───── Records provided

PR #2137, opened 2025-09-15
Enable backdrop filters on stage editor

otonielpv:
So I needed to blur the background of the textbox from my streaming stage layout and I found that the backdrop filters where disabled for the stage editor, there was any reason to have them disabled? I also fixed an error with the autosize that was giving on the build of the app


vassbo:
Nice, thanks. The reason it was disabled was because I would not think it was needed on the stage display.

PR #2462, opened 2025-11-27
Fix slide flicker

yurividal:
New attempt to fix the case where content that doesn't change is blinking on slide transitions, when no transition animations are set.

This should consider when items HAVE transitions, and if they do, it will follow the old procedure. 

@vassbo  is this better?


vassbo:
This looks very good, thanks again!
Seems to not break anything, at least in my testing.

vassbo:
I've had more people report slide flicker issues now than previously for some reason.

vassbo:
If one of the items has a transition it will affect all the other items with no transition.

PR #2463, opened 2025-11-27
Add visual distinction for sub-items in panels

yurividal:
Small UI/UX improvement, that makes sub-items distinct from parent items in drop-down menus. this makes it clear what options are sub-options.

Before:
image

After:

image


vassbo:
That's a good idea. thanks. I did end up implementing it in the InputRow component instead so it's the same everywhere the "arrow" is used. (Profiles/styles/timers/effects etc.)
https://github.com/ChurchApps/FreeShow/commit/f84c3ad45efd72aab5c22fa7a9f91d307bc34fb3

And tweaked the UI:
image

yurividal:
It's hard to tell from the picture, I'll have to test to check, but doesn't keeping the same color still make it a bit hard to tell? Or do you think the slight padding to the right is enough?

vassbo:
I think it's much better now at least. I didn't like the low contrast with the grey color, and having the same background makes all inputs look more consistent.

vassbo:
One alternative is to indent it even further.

──────────
───── Records provided

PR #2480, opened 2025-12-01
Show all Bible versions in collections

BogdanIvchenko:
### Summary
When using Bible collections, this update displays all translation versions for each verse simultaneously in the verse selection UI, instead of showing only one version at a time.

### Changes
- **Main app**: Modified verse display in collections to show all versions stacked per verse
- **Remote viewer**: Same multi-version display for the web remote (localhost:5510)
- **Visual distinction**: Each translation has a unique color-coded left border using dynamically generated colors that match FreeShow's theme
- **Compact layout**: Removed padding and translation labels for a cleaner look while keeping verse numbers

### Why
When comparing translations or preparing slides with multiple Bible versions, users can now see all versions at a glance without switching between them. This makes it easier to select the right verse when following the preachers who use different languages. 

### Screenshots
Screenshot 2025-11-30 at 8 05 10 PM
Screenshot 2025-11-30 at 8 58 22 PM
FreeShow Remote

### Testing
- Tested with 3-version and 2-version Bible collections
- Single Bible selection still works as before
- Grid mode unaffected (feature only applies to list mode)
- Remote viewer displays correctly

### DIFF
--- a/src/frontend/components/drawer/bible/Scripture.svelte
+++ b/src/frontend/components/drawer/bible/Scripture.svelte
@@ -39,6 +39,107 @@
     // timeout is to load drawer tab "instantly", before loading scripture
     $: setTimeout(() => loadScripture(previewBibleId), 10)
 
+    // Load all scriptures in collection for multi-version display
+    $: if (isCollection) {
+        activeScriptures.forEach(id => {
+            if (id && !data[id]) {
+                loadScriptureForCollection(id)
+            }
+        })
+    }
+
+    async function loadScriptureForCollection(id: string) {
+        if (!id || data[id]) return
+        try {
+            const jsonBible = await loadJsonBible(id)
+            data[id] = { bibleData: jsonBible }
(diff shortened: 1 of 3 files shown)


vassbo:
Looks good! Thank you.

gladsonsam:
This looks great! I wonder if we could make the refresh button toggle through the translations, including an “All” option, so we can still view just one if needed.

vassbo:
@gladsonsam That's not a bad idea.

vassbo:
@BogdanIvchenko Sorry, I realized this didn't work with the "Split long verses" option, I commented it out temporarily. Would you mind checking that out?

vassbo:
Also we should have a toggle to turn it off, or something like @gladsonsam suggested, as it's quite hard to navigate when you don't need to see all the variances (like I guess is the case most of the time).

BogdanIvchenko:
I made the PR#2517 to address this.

──────────

■ Exercise aim
Look back at the data above. Transcribe exactly the lines starting at the line that contains "PR #2137, opened 2025-09-15" and ending at the line that contains "If one of the".

■ Task solution
PR #2137, opened 2025-09-15
Enable backdrop filters on stage editor

otonielpv:
So I needed to blur the background of the textbox from my streaming stage layout and I found that the backdrop filters where disabled for the stage editor, there was any reason to have them disabled? I also fixed an error with the autosize that was giving on the build of the app


vassbo:
Nice, thanks. The reason it was disabled was because I would not think it was needed on the stage display.

PR #2462, opened 2025-11-27
Fix slide flicker

yurividal:
New attempt to fix the case where content that doesn't change is blinking on slide transitions, when no transition animations are set.

This should consider when items HAVE transitions, and if they do, it will follow the old procedure. 

@vassbo  is this better?


vassbo:
This looks very good, thanks again!
Seems to not break anything, at least in my testing.

vassbo:
I've had more people report slide flicker issues now than previously for some reason.

vassbo:
If one of the items has a transition it will affect all the other items with no transition.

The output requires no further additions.